[The records]

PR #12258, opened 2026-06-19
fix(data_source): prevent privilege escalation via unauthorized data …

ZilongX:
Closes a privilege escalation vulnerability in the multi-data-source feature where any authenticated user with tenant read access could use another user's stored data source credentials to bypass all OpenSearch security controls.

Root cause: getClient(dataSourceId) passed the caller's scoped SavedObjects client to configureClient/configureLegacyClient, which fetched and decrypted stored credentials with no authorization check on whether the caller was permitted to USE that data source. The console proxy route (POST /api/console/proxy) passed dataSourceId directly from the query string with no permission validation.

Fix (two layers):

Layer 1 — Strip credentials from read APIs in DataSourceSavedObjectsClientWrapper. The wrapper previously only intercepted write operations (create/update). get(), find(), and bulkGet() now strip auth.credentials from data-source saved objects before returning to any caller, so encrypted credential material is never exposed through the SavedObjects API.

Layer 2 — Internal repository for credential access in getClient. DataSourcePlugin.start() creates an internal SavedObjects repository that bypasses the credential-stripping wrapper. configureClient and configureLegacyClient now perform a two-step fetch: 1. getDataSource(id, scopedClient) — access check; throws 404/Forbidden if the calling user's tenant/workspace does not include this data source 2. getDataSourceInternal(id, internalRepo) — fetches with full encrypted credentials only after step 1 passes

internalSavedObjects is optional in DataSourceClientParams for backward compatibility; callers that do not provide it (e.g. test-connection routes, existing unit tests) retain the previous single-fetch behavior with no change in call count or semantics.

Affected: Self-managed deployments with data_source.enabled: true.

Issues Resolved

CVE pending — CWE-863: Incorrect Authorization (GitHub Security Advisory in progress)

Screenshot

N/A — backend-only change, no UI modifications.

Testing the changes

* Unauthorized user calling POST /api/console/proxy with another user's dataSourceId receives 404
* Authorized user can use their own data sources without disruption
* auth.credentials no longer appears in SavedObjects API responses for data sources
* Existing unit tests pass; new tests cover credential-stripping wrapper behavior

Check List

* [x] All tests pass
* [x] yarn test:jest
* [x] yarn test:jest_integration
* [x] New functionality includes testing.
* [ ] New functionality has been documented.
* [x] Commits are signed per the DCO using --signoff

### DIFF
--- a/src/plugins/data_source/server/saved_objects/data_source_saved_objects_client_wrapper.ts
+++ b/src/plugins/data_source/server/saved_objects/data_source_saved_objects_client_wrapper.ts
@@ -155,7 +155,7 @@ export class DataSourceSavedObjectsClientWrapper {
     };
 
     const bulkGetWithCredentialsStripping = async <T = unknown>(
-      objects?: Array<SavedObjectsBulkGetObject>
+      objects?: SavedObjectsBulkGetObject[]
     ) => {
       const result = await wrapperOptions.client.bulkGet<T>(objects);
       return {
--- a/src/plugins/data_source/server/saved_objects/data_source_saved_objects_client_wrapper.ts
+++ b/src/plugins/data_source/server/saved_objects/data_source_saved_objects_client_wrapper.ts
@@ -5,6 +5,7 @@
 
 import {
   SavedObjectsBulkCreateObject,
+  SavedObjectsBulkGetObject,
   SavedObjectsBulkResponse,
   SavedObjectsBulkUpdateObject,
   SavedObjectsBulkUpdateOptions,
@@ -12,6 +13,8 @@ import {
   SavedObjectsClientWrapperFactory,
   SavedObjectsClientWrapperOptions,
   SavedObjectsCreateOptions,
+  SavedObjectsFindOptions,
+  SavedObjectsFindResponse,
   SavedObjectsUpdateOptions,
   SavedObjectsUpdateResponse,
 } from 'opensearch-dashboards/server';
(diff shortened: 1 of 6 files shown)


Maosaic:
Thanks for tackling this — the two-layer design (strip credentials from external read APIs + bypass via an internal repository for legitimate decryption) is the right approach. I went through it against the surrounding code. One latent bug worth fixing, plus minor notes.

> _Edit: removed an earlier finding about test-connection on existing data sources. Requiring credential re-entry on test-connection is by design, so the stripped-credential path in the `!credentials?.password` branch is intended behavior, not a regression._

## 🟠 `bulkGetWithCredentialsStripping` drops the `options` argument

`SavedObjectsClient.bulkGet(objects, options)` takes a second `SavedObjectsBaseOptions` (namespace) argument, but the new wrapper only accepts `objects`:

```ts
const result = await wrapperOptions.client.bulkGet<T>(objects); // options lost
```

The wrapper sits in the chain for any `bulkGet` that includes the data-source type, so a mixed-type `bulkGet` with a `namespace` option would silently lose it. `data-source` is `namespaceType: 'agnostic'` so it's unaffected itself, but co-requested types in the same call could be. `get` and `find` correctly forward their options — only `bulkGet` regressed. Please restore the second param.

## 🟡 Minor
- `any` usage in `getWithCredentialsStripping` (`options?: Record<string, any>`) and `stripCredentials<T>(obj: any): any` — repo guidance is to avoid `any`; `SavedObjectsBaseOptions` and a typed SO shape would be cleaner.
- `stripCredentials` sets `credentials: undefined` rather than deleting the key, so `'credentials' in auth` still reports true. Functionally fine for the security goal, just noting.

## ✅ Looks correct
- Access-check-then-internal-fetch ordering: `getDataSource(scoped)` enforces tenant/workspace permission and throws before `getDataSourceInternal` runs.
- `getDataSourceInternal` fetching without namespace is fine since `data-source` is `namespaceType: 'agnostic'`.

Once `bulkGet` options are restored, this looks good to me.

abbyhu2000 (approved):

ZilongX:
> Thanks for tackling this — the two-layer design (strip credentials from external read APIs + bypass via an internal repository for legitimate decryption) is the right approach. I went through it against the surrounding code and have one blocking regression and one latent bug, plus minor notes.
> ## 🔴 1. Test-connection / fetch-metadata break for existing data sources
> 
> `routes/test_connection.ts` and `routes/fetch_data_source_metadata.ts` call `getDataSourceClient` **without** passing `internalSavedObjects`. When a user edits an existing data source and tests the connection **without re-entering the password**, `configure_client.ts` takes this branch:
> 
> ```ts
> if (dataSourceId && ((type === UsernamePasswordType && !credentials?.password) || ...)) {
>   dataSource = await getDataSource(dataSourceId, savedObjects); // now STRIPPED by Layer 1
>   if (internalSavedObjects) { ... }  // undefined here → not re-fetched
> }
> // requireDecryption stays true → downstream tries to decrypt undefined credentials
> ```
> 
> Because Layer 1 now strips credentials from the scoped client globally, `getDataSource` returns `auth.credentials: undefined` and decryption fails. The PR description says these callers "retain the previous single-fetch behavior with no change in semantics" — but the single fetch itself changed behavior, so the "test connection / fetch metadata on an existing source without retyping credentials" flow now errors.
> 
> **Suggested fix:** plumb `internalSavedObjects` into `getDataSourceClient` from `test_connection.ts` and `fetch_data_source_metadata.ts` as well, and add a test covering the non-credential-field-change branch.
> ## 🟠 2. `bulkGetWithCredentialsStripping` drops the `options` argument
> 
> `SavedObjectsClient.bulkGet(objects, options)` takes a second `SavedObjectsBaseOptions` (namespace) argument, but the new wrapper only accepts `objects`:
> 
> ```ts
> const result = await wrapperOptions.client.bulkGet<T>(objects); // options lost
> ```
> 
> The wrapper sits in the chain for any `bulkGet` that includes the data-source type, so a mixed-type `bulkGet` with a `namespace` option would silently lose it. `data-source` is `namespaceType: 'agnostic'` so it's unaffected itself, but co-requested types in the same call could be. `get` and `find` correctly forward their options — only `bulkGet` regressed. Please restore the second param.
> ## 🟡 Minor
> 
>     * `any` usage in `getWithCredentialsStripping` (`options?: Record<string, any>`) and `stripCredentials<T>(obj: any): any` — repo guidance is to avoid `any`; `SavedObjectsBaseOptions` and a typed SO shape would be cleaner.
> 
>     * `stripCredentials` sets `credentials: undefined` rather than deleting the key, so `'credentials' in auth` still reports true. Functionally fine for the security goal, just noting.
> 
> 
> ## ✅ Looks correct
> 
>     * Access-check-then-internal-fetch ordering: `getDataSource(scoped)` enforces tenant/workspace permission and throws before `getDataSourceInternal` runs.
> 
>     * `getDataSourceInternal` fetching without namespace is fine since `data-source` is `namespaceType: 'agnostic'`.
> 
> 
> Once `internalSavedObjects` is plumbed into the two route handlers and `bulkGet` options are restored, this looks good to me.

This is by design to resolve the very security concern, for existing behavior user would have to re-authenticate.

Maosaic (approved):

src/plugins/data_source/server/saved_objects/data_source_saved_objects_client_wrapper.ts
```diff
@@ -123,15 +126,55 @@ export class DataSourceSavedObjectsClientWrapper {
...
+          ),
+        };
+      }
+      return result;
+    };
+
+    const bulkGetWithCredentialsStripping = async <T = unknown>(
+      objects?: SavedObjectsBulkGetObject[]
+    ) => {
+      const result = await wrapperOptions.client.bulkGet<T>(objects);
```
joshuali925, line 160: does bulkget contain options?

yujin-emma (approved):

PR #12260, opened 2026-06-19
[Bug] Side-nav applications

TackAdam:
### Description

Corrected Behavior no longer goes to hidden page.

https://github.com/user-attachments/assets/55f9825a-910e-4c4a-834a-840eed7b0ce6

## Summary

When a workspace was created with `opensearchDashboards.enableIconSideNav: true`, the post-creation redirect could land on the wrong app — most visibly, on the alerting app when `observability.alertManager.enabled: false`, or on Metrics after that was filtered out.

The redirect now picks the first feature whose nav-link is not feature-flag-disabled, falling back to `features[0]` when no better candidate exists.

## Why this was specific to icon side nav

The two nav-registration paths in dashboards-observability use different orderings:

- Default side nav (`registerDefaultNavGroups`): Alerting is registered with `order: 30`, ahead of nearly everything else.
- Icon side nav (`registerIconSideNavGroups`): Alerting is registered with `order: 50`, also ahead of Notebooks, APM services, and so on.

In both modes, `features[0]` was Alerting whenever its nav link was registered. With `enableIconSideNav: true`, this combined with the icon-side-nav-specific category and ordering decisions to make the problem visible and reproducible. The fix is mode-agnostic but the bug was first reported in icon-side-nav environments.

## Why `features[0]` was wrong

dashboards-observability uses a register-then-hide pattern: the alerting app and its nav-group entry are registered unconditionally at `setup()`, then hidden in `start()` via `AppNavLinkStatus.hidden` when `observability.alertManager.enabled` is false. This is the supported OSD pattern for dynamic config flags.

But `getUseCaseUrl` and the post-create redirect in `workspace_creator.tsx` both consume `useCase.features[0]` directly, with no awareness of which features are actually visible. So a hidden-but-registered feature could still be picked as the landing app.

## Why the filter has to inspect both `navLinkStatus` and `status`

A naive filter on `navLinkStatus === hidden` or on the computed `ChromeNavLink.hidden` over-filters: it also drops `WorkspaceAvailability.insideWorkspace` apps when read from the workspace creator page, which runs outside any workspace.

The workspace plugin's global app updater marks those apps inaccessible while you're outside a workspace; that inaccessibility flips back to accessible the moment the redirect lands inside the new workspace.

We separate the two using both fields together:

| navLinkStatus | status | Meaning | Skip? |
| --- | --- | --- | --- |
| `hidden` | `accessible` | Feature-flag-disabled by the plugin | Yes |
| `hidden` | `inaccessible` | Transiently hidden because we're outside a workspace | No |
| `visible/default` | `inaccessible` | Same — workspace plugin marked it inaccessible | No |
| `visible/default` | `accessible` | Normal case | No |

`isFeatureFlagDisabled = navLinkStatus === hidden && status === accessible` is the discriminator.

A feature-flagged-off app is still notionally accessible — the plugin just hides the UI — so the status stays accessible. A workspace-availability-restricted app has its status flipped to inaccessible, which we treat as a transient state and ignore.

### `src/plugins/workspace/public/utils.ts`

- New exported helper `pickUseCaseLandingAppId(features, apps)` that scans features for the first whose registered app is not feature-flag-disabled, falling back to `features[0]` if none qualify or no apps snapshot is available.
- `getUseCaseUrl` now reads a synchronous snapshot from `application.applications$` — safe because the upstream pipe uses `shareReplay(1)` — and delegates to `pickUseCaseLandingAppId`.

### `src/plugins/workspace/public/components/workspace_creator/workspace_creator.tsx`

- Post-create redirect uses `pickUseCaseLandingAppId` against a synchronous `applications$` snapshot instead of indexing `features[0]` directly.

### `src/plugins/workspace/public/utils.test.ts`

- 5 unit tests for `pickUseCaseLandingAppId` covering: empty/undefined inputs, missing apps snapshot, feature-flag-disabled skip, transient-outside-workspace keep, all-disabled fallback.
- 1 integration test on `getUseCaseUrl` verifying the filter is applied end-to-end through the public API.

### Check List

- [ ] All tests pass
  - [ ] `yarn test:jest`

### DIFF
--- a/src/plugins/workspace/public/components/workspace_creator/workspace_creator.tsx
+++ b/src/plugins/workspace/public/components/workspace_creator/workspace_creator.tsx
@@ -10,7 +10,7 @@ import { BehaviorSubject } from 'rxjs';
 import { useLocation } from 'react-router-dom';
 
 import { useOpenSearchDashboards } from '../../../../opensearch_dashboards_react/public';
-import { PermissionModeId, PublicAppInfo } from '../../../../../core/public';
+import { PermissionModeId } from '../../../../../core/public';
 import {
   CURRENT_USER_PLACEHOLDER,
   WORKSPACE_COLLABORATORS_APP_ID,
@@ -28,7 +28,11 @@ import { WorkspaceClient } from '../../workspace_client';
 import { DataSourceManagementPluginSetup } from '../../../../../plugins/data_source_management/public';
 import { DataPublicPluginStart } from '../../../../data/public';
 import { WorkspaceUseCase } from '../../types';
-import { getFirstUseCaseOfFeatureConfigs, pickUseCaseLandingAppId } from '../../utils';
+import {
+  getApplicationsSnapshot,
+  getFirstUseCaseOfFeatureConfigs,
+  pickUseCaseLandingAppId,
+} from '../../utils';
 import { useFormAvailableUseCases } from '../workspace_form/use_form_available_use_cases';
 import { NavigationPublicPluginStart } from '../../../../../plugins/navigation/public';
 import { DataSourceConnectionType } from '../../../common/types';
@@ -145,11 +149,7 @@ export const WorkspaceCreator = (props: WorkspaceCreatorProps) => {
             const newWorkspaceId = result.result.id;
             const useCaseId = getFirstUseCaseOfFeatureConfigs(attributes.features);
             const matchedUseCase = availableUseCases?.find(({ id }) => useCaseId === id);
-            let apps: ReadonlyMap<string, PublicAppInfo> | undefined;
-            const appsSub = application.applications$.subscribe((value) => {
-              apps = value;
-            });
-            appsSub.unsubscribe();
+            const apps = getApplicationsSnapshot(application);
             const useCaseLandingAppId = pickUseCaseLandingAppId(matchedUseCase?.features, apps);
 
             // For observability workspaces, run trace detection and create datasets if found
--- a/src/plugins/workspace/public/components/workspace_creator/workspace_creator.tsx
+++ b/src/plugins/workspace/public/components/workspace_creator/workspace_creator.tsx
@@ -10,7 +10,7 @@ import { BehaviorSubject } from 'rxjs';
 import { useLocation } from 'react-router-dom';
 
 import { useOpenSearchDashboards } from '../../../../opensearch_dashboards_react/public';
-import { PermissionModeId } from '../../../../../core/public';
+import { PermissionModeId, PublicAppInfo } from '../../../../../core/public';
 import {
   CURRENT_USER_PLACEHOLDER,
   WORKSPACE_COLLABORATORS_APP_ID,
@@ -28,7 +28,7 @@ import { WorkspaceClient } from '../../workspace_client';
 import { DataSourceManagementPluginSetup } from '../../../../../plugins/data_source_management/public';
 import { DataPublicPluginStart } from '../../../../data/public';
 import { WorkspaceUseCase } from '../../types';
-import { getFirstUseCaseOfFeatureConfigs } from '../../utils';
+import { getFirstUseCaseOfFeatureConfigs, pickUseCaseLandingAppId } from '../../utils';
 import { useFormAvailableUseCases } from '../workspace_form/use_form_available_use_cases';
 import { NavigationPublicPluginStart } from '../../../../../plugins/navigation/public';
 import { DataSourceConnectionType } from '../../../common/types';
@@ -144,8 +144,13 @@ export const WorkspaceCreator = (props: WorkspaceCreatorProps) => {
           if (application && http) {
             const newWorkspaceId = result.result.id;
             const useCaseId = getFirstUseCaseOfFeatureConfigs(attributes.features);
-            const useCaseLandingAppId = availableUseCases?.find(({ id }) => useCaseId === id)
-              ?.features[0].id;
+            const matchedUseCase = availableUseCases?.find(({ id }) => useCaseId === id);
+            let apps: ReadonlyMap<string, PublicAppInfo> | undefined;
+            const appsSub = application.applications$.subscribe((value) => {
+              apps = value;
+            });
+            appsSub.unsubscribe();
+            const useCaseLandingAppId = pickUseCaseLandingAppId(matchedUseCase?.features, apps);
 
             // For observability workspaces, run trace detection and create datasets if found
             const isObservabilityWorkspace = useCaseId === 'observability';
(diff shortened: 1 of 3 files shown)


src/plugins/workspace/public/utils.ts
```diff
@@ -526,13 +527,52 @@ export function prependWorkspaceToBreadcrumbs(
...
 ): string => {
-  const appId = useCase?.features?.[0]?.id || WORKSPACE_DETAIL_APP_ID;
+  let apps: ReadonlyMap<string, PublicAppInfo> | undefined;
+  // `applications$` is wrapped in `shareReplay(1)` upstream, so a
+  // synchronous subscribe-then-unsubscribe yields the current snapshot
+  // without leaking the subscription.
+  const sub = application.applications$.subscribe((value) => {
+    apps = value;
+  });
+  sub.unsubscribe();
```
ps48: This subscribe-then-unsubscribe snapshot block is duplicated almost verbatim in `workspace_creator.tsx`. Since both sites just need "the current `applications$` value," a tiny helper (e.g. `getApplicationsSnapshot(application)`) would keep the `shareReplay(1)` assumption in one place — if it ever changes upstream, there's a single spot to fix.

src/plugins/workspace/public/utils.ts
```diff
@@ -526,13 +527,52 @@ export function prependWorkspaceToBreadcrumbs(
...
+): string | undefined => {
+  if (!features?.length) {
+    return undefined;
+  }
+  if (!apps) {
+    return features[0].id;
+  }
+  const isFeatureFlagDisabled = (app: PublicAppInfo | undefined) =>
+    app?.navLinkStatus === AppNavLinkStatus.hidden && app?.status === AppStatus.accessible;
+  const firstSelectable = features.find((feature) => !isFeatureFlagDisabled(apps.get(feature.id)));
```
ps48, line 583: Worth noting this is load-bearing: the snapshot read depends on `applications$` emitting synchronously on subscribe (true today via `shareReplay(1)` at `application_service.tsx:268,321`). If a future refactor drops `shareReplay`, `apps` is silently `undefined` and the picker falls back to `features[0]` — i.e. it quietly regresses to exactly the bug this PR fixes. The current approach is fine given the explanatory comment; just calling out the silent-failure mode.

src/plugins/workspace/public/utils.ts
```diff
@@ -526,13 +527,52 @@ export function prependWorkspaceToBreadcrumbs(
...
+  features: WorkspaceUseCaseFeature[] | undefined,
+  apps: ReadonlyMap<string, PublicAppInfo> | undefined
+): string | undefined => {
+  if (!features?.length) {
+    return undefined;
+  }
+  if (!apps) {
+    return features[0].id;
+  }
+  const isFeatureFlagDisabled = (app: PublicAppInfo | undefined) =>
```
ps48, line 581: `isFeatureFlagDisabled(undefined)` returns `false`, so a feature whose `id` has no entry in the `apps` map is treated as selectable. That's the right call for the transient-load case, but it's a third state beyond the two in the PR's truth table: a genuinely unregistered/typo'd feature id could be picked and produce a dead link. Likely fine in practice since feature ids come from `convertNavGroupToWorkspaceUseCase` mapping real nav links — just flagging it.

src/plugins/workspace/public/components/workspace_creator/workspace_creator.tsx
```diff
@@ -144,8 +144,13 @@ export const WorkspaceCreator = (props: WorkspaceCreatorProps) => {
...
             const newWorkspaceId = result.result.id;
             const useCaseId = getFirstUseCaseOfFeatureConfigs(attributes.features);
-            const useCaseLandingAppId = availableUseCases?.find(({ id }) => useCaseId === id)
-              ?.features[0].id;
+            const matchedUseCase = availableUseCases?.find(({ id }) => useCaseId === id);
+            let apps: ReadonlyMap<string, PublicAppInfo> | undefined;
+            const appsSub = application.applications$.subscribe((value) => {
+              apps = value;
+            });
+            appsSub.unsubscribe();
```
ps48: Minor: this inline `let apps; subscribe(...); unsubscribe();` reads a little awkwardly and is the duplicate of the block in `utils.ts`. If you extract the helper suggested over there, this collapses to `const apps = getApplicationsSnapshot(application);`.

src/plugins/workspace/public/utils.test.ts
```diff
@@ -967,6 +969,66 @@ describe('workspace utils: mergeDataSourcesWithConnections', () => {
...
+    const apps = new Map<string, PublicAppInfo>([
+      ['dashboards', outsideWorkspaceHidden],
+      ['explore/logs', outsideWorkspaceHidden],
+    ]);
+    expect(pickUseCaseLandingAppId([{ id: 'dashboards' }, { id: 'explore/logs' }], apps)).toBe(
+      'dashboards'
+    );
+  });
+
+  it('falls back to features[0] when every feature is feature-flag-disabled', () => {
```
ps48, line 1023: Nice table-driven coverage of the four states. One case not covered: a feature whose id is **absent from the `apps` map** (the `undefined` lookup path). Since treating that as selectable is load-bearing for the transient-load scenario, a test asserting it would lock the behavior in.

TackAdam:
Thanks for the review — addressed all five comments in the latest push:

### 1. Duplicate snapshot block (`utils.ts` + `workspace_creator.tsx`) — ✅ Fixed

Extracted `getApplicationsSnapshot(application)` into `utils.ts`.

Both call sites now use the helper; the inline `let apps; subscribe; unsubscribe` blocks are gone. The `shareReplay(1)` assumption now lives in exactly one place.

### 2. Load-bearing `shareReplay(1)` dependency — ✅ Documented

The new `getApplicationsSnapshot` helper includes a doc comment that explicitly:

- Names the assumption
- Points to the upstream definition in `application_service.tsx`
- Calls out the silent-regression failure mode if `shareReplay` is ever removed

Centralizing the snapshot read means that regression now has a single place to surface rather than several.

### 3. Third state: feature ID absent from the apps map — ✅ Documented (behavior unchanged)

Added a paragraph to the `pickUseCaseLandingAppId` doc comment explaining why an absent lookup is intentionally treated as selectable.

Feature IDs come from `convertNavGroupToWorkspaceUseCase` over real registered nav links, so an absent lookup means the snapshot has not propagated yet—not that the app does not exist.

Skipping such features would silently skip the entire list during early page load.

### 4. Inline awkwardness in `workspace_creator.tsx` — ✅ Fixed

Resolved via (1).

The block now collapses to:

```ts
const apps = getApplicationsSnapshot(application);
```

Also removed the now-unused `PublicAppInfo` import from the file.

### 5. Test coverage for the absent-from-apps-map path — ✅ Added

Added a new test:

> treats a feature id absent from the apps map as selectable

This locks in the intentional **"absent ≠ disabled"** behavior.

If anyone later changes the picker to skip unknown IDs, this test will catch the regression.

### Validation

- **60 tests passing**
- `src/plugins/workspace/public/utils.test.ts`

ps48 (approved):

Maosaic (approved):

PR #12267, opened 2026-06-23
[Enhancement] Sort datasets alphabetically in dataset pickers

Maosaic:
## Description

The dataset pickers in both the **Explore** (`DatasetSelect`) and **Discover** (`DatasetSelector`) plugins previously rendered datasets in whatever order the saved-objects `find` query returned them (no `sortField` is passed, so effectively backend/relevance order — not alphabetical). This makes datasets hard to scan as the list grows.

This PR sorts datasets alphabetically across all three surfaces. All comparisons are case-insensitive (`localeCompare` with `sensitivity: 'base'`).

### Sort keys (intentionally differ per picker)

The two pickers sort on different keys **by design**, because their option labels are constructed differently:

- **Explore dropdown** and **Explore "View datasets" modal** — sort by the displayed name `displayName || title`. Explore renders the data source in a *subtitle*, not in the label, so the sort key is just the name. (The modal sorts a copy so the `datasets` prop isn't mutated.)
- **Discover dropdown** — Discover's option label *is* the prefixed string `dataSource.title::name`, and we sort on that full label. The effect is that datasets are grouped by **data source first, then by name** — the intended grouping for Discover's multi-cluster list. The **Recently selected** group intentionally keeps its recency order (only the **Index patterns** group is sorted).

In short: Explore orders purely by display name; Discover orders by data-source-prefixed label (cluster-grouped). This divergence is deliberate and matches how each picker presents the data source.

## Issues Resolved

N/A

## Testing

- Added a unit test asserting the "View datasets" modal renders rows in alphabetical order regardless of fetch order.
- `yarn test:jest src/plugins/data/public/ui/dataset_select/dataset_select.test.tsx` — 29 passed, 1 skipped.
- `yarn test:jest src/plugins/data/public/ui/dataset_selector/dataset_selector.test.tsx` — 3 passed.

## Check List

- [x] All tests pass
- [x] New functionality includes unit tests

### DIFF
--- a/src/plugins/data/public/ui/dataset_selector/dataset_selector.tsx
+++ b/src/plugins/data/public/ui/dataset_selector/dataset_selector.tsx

[/The records]

[Problem details] Among the records above, find each line holding the string "yarn" and pull it out.

[Reply to the task]
* [x] yarn test:jest
* [x] yarn test:jest_integration
  - [ ] `yarn test:jest`
- `yarn test:jest src/plugins/data/public/ui/dataset_select/dataset_select.test.tsx` — 29 passed, 1 skipped.
- `yarn test:jest src/plugins/data/public/ui/dataset_selector/dataset_selector.test.tsx` — 3 passed.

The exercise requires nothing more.